Thomas and Stacey Siebel

SOURCE OF WEALTH: Siebel Systems

FUNDING AREAS: Poverty, Education, Health, Energy, Curbing Drug Use

OVERVIEW: Through the Thomas and Stacey Siebel Foundation, Siebel seeks to apply the same traits that made him a successful businessman to projects designed to alleviate poverty, enhance education and research programs, find alternative energy solutions, and curb methamphetamine abuse. Since its creation in 2000, the foundation has granted more than $250 million to hundreds of nonprofits. 

BACKGROUND: Thomas Siebel graduated from University of Illinois at Urbana-Champaign, where he received a B.A. in history, an M.B.A, and an M.S. in computer science. He was a top salesman at Oracle before launching Siebel Systems in 1993, which would eventually be touted as the fastest-growing company in America in 1999 and 2000 and a leader in application software. Siebel is now the chairman and CEO of C3 IoT. 

ISSUES:

EDUCATION: The Siebel Scholars program seeks to create a stockpile of future leaders by recognizing the best graduate school students in business, computer science, and bioengineering with a $35,000 grant for their final year of study. In return, they serve as advisers to the Siebel Foundation. All of this is designed to create a community of sorts, a brain trust for the future, and to give the foundation the minds and tools it needs to solve our most pressing social issues.

Siebel also clearly loves his alma mater, the University of Illinois at Urbana-Champaign. In 2016, he donated $25 million to build an innovation-focused design center that will bear his name. He also gave $32 million to build the Siebel Center for Computer Science at the school, which opened in 2004. He also donated $4 million to the school to establish two endowed full professorships: the Thomas M. Siebel Chair in the History of Science and the Thomas M. Siebel Chair in Computer Science. In 2007, he pledged another $100 million gift to the school. 

ENVIRONMENT: In 2007, the Siebel Foundation created the Energy Free Home Foundation, which offered $20 million in prizes to anyone who could design and build a conventional 2,000-square-foot, three-bedroom, two-bath home with market appeal and competitive building costs and which saw net-zero annual utility bills. He made several announcements about the Energy Free Home Challenge, stating that the contest would start in "late 2009." All mention of the challenge later disappeared without explanation however, and little evidence of the contest exists these days.

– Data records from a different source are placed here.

PR #494, opened 2025-02-19
Use relative path for api access in login.tsx to simplify

edlerd:
# Done
* ensure api call to identify sequencing is enabled works when deployed within a subfolder
* simplify base url for kratos api override

fixes WD-19160

### DIFF
--- a/ui/pages/login.tsx
+++ b/ui/pages/login.tsx
@@ -30,24 +30,22 @@ import {
   toggleWebauthnSkip,
 } from "../util/webauthnAutoLogin";
 
+type AppConfig = {
+  oidc_webauthn_sequencing_enabled?: boolean;
+};
+
 const Login: NextPage = () => {
   const [flow, setFlow] = useState<LoginFlow>();
   const [isSequencedLogin, setSequencedLogin] = useState(false);
-  const [baseURL, setBaseURL] = useState("");
   const isAuthCode = flow?.ui.nodes.find((node) => node.group === "totp");
 
   useEffect(() => {
-    void fetch("/api/v0/app-config")
+    void fetch("../api/v0/app-config")
       .then((response) => {
-        const data = response.json();
-        return data as {
-          oidc_webauthn_sequencing_enabled?: boolean;
-          base_url?: string;
-        };
+        return response.json() as Promise<AppConfig>;
       })
       .then((data) => {
         setSequencedLogin(data.oidc_webauthn_sequencing_enabled ?? false);
-        setBaseURL(data.base_url ?? "");
       })
       .catch(console.error);
   }, []);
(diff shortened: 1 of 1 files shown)


ui/pages/login.tsx
```diff
@@ -33,21 +33,16 @@ import {
...
   useEffect(() => {
-    void fetch("/api/v0/app-config")
+    void fetch("../api/v0/app-config")
       .then((response) => {
         const data = response.json();
-        return data as {
-          oidc_webauthn_sequencing_enabled?: boolean;
-          base_url?: string;
-        };
+        return data as { oidc_webauthn_sequencing_enabled?: boolean };
```
nsklikas, line 42: suggestion: would it make sense to define an object with the `app-config` fields?

edlerd: added a type for this.

nsklikas (approved):

ui/pages/login.tsx
```diff
@@ -30,24 +30,22 @@ import {
...
+
 const Login: NextPage = () => {
   const [flow, setFlow] = useState<LoginFlow>();
   const [isSequencedLogin, setSequencedLogin] = useState(false);
-  const [baseURL, setBaseURL] = useState("");
   const isAuthCode = flow?.ui.nodes.find((node) => node.group === "totp");
 
   useEffect(() => {
-    void fetch("/api/v0/app-config")
+    void fetch("../api/v0/app-config")
```
BarcoMasile, line 43: question: are you sure this works with any context path the UI could be deployed at?

mas-who (commented):
Just one small query, also how do we go about testing this?

ui/pages/login.tsx
edlerd: This is a relative path. We use the same approach in other places already. It should always work [tm], because this component is a page and we can make the assumption that '../' relates to the base url.

ui/pages/login.tsx
```diff
@@ -308,10 +306,10 @@ const Login: NextPage = () => {
 
       return null;
     } else if (isWebauthn) {
-      // TODO: Refactor me
-      const u = renderFlow.ui.action.split("/self-service/");
-      if (u.length == 2) {
-        renderFlow.ui.action = baseURL + "/api/kratos/self-service/" + u[1];
+      // call kratos through the go server proxy
+      const kratosUrl = renderFlow.ui.action.split("/self-service/");
+      if (kratosUrl.length == 2) {
```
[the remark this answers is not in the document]
edlerd: With the line above this ensures, that the ui action is a string that contains the path `/self-service/` exactly once. We only want to mess with the path in that case as that identifies, that we have a kratos api url at hand.

edlerd:
> Just one small query, also how do we go about testing this?

For testing [see this doc](https://docs.google.com/document/d/1Vb-ihoX_abfGWq5rnx9kHsE71YoFEI5h4XR6SgMHLFQ/edit?tab=t.0#heading=h.r81qbhxcvmff) with detailed descriptions.

mas-who (approved):

ui/pages/login.tsx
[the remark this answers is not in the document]
nsklikas: This would be gone if we used the sdk to somehow make the call here. Also ideally we wouldn't want to handle FORM requests in the backend. I will open an issue to properly investigate this and plan a way forward.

In 2015, meanwhile, the Siebels launched the $10 million Siebel Energy Institute, an association of eight universities who combined received an initial grant sum of $1 million for energy infrastructure research.

HEALTH: In 2008, Siebel established the Siebel Stem Cell Institute as a joint initiative between the University of California, Berkeley Stem Cell Center and the Stanford Institute for Stem Cell Biology and Regenerative Medicine. The Siebel Stem Cell Institute's collaborative approach boasts of having developed new techniques for several types of cancers, allowing for more specialized treatment. In 2020, Siebel established the C3.ai Digital Transformation Institute, a research consortium created to apply artificial intelligence to study and solve the problems of COVID-19 and future pandemics.

DRUG ABUSE: Another of the Siebel Foundation's major undertakings is the Meth Project Foundation. The program was initiated in 2005 as a way to significantly reduce methamphetamine abuse at a time when meth was considered the main source of crime in the United States. The Meth Project has been praised by the federal government, and Barron's once referred to it as the third most effective philanthropic organization in the world. 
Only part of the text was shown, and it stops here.